Mugabe, who led the 1970s Marxist guerrilla war against Ian Smith’s segregationist regime in the then Rhodesia, shed his socialist ideals 11 years after independence from Britain in 1980, agreeding to an IMF structural adjustment program in 1991.

Economic liberalisation stimulated growth but caused prices to skyrocket, hurting the poorest sections of the population and eventually leading to food riots.

The IMF suspended disbursements in 1999, objecting to excessive government spending. In early 2000, Mugabe launched his controversial “fast-track” land reforms, seizing white-owned farms and resettling them with marginalised blacks at a time when parliamentary elections were looming and the MDC looked set to unseat a number of ruling party MPs.

The often violent land invasions were spearheaded by veterans of the liberation war and continued with Mugabe’s tacit approval even when courts ruled them illegal, and police mostly turned a blind eye.
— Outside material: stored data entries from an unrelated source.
PR #2979, opened 2023-09-08
[feat] Update query result processing for boards

roubkar:
To keep consistency between SDK retrieving methods return data format and UI retrieving methods return data format:
- Removed data processing from search and find methods used for `.filter` and `.find` methods in boards
- Updated boards' code based on the data format change

### DIFF
--- a/src/aimcore/web/ui/public/aim_ui_core.py
+++ b/src/aimcore/web/ui/public/aim_ui_core.py
@@ -171,11 +171,11 @@ def query_filter(type_, query="", count=None, start=None, stop=None, is_sequence
         if data is None:
             raise WaitForQueryError()
 
-        data = json.loads(data, object_hook=process_properties)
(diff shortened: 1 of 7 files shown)


src/aimcore/web/ui/public/aim_ui_core.py
```diff
@@ -144,7 +174,8 @@ def query_filter(type_, query="", count=None, start=None, stop=None, is_sequence
         data = json.loads(data, object_hook=process_properties)
 
         query_results_cache[query_key] = data
-        return data
+        
+        return ItemList(data)
```
alberttorosyan, line 178: shouldn't we return `ItemList` for cached results too?

alberttorosyan (changes requested):
Left one comment w.r.t. iterators and cached response results

alberttorosyan (approved):
LGTM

The IMF programme, combined with drought, has devastated the agricultural sector, turning Zimbabwe, once a regional breadbasket, into a net food importer. More than half a million people are in need of emergency food aid.

Throughout his campaign for re-election, Mugabe railed against former colonial power Britain, accusing Prime Minister Tony Blair of bankrolling his opponent, the MDC’s Morgan Tsvangirai.

He claimed that Zimbabwe did not need Western aid and won votes of sympathy – if not promises of aid – from African allies including South Africa and other neighbours nervous over the possible ripple effects of Zimbabwe’s crisis on their own economies.

“Banking on aid from Africa and developing trade with African and Asian countries is an option but a limited one,” Zizhou said. “Until recently our main business dealings were with the West.”

In 2001, Zimbabwe stopped repaying its debts, accusing the IMF of protecting Western interests and those of Zimbabwe’s white minority.

Exports, the main source of foreign exchange along with tourism – also hard hit – have fallen off more than 30%, according to the central bank.

The currency, the Zimbabwe dollar, is weakening steadily. The official exchange rate of $55 to the greenback has no grounding in reality, since a dollar will fetch Z$310 on the parallel market.

Thus imports are extremely expensive and exports far less lucrative. “The government needs to take immediate steps to revive the export sector and revive agriculture,” Zizhou said, advocating a lifting of price controls, which have served only to fuel inflation and lead to shortages.

Analysts also stress the need to restore investor confidence, for which “a certain degree of peace and unity is necessary”, according to Kenzias Chibota, president of the Employers Confederation of Zimbabwe (EMCOZ).